Balayage is the technique used to achieve a look. The word Balayage is french meaning to
“sweep” Stylists use this technique in a freehand color painting process to give our clients the
look they are trying to achieve. Ombre and Sombre are the look, balayage is the technique.
However the understanding of this has become confusing. There are many photos available on
social media platforms and many of them are labeled as Balayage when if fact they are all some
version of an Ombre. I’ll explain further:
Ombre also french for “shadow” It is the transition of a lighter shade from a darker shade.
Ombre leaves for no highlights at the root so the roots are darker and the color gets lighter at
the ends. The desired goal is a natural, low maintenance hair style with natural tones. The
technique used is Balayage
Sombre is a lighter version of an Ombre, it includes soft highlights that are feathered just off the
root and transitions to lighter ends. The highlights frame the face then gradually het heavier
farther off the root to blend into an Ombre. The technique used is Balayage, however in most
internet photos this is what is often confused as a Balayage look.
Color Melt is made up of 3 or more colors that transition at the crown from dark to light on the
ends. A reverse color melt has lighter color at the crown and transitions darker at the ends.
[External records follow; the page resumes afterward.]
PR #54, opened 2017-03-13
Added the ability to select XCT specialization

pheonixstorm:
This should complete the addition of XCT troops into Megamek.

### DIFF
--- a/src/megameklab/com/ui/Infantry/views/SpecializationView.java
+++ b/src/megameklab/com/ui/Infantry/views/SpecializationView.java
@@ -85,13 +85,13 @@ public class SpecializationView extends IView implements ActionListener {
             
             gbc.gridx++;
             gbc.anchor = GridBagConstraints.CENTER;
-            if (spec == Infantry.TAG_TROOPS || spec == Infantry.PARATROOPS) {
+            if (spec == Infantry.TAG_TROOPS || spec == Infantry.PARATROOPS || spec == Infantry.XCT) {
                 specPanel.add(new JLabel("-"), gbc);
             } else {
                 specPanel.add(new JLabel("10"), gbc);
             }
             gbc.gridx++;
-            if (spec == Infantry.TAG_TROOPS || spec == Infantry.PARATROOPS) {
+            if (spec == Infantry.TAG_TROOPS || spec == Infantry.PARATROOPS || spec == Infantry.XCT) {
                 specPanel.add(new JLabel("-"), gbc);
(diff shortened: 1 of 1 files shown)


HammerGS:
This is likely not ready to go. Since XCT needs sub-specialization.  Per this thread.

https://github.com/MegaMek/megamek/pull/493#issuecomment-286023060

I'm still waiting to hear back from Xotl for additional clarifications.

Dylan-M:
Additionally, we need to know (if the thread doesn't already specify) whether or not infantry can be trained for multiple specializations. I would hope yes, and honestly I want this written for the yes answer regardless so that it's possible to override with an option to allow it if the rules say no.

pheonixstorm:
From a coding standpoint I still think splitting XCT up isn't needed. You can't call a snowsuited XCT rated for Vacuum and expect them to survive. Doing so would require adding A LOT of XCT specs.

All
Cold Weather
Extreme Heat
Tainted Atmosphere
Toxic Atmosphere
Vacuum.
Hazardous Liquids

I can see wanting to get the rules right, but sometimes you just have to fudge things a bit to make it work. Its not done often, but it is done to make things work. Anyone else agree?

Dylan-M:
No, I don't. I didn't say send snowsuited infantry that are also trained for vacuum operations into space in their snowsuits. If they can have multiple specializations, it also stands to ready they would have equipment for each specialization. If we ever start tracking infantry equipment, that will have to be dealt with. But, that should _never_ be a deterrent from doing it _right_. That attitude is why the code is such a cluster f... mess right now. I will not perpetuate that.

pheonixstorm:
There is no equipment, it is all armor based. And that is something you can't change w/o putting the unit back in MML to swap out the armor from one kit to another

Dylan-M:
Unless we make a provision from doing it via the context menu.
Change Infantry Armor -> Snowsuit
                                          Vac Suit
                                          etc...

This is easily do-able.

pheonixstorm:
And save over the old blk or create a new one? I see where your thinking is but not sure how best to work the end result. Would MM take something like this from HQ or would you have to save/reload?

Dylan-M:
It would be no different than how we currently track ammo for 'Mechs. Nothing gets saved to the actual unit file, it's tracked in the campaign file as a modification to the unit there.

pheonixstorm:
Which code wise I have never looked into... Ok, will add all the specs to MM/MML.

PR #81, opened 2017-09-21
Armor allocation view

neoancient:
This continues the work I started when I rewrote the structure tab to integrate the IO tech advancement data. Since the armor allocation section did not deal with tech advancement I left it for a separate change.

Instead of separate classes for each type of unit that allocates armor by location (mech, vehicle, fighter at this point), there is one class to manage the armor values for a single location and another that creates and positions the location panels and shows the summary data.

I have also removed the patchwork dialog and replaced it with a view below the allocation panel as a persistent indicator of what type of armor is installed in each location and an easier way to change the armor for a location. There are also fixes for the current armor weight in the summary panel and status bar.

One other thing I did was consolidate the listeners for the various individual structure tab subpanel into a set of more general listener interfaces.

I intend to hold this until after the next development snapshot. I also realized as I was preparing this that I forgot to add the auto-allocate button to the new armor view so this is not quite ready anyway.


neoancient:
Auto-armor allocation done, with some fixes in mechs to spread better and vehicles to put the reduced rear armor in the rear of superheavies instead of the right rear.

PR #111, opened 2017-12-05
Update NC3 FCS tonnage display

mkerensky:
Per the Naval C3 construction rules on TO p332, any FCS tonnage for having more than (12) weapons on a given facing is doubled if a Naval C3 is installed. This is in addition to the 1% of the ship base weight of the system.  This adds the mml side to DropshipCriticalView.java


neoancient:
This only changes what is displayed on one tab in MML. It doesn't have any effect on the weight calculations used for validation.

mkerensky:
I know. There is a second PR in MM that handles the weight. This one requires it to work correctly.

neoancient:
The extra tonnage should be applied where it's calculated rather than having to find all the places that use the value and doubling it there.

PR #114, opened 2017-12-08
Record sheet printing overhaul, part 1

neoancient:
Overhaul of mech printing using the id attribute to identify elements within the SVG document and modify them in place, rendering the entire document to the print system's Graphics2D object when finished. This removes the need to have the positions of various pieces of data hard-coded and theoretically allows alternate and user-customized record sheets. It also improves the final quality. This approach was @arlith's idea and I first tried it out with conventional infantry.

What has changed:
1. All mech record sheets are handled by a single class, since the data is the same (with the exception of additional movement modes for LAMs and QuadVees, which are handled conditionally).
2. There is a hierarchy of printing classes, with `PrintMech` extending `PrintEntity`, which extends `PrintRecordSheet`. As more units types are reworked there is no need to repeat code. Having a separate `PrintRecordSheet` base class allows for future implementation of non-Entity record sheets, such as handheld weapons or advanced buildings.
3. Armor and structure pip printing is handled by an algorithm that distributes fairly evenly. The current method of having a set layout for each value offers more control over design, but is labor-intensive and limited, and is also tied to having a specific record sheet design. The pip algorithm uses svg <rect> elements to define rows on the armor or structure diagram at the default pip size, but can resize the pips if there is insufficient space, removing the need to determine an upper limit. This is especially necessary for vehicles and aerospace units, which have a maximum armor value for the unit rather than location, and have an absolute armor value by location that far exceeds anything typical (or reasonable).
4. Added fields for quirks, SPAs (when printing from a mul), and unit role.

What this fixes:
1. Printing for superheavies and tripods (and superheavy tripods).
2. Show extra crew data position for command console as well as tripod, superheavy tripod, and QuadVee cockpits.
3.Unit-specific sheets for LAMs and QuadVees.

Here's a representative sample of the output (18 pages).
https://drive.google.com/open?id=1nhfCBBRrZoSoqw_rXebmt-FHxpNIiBUb


neoancient:
Here's a representative sample of the output (18 pages).
https://drive.google.com/open?id=1nhfCBBRrZoSoqw_rXebmt-FHxpNIiBUb

beerockxs:
Some small issues:
- quadvee sheets have two copyright characters at the very bottom
- quad internal structure diagram has underlines under some of the IS values, which is in the wrong place for left and right torsos
- the "Overflow" text at the top of the heat scale does not look right for quads and LAMs
- the omniquadvee and quadvee damage transfer diagram is missing the arrows
- the font for the location names in the armor and IS diagrams looks too thin compared to the original sheets, was it bold there?
- the heat data for LAMs has some issues with letters being in the wrong place
- it'd be nice if tonnage, tech base, rules level and role lined up
- in the right torso location, the crit text for LRM 15 Artemis V Ammo is too big, overlapping with the border
- in the superheavy sheets, the location names in the armor and IS diagrams overlap with the dropshadow of the armor/IS diagram
- for three-legged mechs, "Engine Hits", "Gyro Hits", "Sensor Hits" and "Life Support" are not bold
- all pilots with abilities have them print twice

neoancient:
While looking at the overlap between the armor/is text and drop shadows I noticed that there are a few places where the position of the armor/is value is not quite right, so I'll adjust those as well the next chance I get to work on it.

The text for armor and structure is not bold in the original sheets, but I could experiment with making it bold and seeing how it looks.

I don't see any underlining in the quad internal structure diagram, though it does have some of the asymmetric text positioning I mentioned above. I also don't see any misalignment of the tonnage, tech level, rules level, and role. This is what I'm seeing there:

image
image

beerockxs:
Maybe it's the spacing between the letters for the text for armor and structure? I think having it like the text for non-hittable crits would be good.

Here's how the Goliath IS diagram looks in my Acrobat Reader:
grafik

I meant lining up the left edge of the 55, Inner Sphere, Standard and Brawler

neoancient:
Finished fixing those issues and uploaded a new version of the examples. I also added two units to display features I had forgotten about. The Malice shows armored components and modular armor, and also indicates an armor type that affects game play (in this case Ferro-Lamellor). The Zeus-X shows patchwork armor that affects game play (reactive) but only in some locations (arms and legs).

beerockxs:
When a 'Mech has single heat sinks, the number of heatsinks is right-aligned instead of left, and thus not directly above the heat sink pips. I think having it aligned with the heat sink pips is better and correct.

neoancient:
So would you have the number left-aligned even with the row of pips or align the pips with the right side of the region?

beerockxs:
I'd do the first.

Colors are overlapped so they create a seamless blend throughout the hair so that you cant tell
where one color begins and ends.
These looks can be confusing when booking your salon appointment. The appropriate amount
of time is necessary to achieve the desired result. In most cases the time necessary for these
appointments is anywhere from 2-4 hours. Your stylist will determine during the consultation
which products to use to achieve the look, but we strongly suggest bringing an inspiration photo
with you to ensure you and your stylist are both understanding the end result of the salon visit.
Here is where it can get complicated… home box hair color can be much harder to lift to lighter
shades. The reason for this is, most clients when applying color at home will apply product from
root to ends multiple times and the amount of color deposit on the mid length to ends takes time
and patience to lighten also those using very dark brown or black may take multiple applications
to achieve a lighter look. Henna users beware, most stylist will shy away from attempting to
use professional product on your hair! Henna comes in two forms, one being derived from
metallic salts along with vegetable dye and the second being all vegetable dye. We have no
way of knowing the difference. Professional color product used on a metallic salt based henna
has been know to cause the hair to melt. Never a good thing. A strand test is always
necessary. Clients using home hair color or henna are always considered corrective color,
pricing for this service can get very high, schedule a consultation first, your stylists will be able
to provide more information and schedule your service with the appropriate amount of time.